◆ WHAT YOU WILL DO: Write each line exactly, from the line that holds "Fix issue #795" through the final line of the material, and no other line.

◆ INPUT RECORDS:
Issue #795, opened 2019-08-14
DGML fails when there is nonresolved dependency 


Lxiamail:

Lxiamail:
fixed

PR #796, opened 2019-08-14
DGML fails when there is unresolved dependency

Lxiamail:
Fix issue #795

### DIFF
--- a/src/lib/Microsoft.Fx.Portability.Reports.DGML/ReferenceNode.cs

◆ EXPECTED OUTPUT:
Fix issue #795

### DIFF
--- a/src/lib/Microsoft.Fx.Portability.Reports.DGML/ReferenceNode.cs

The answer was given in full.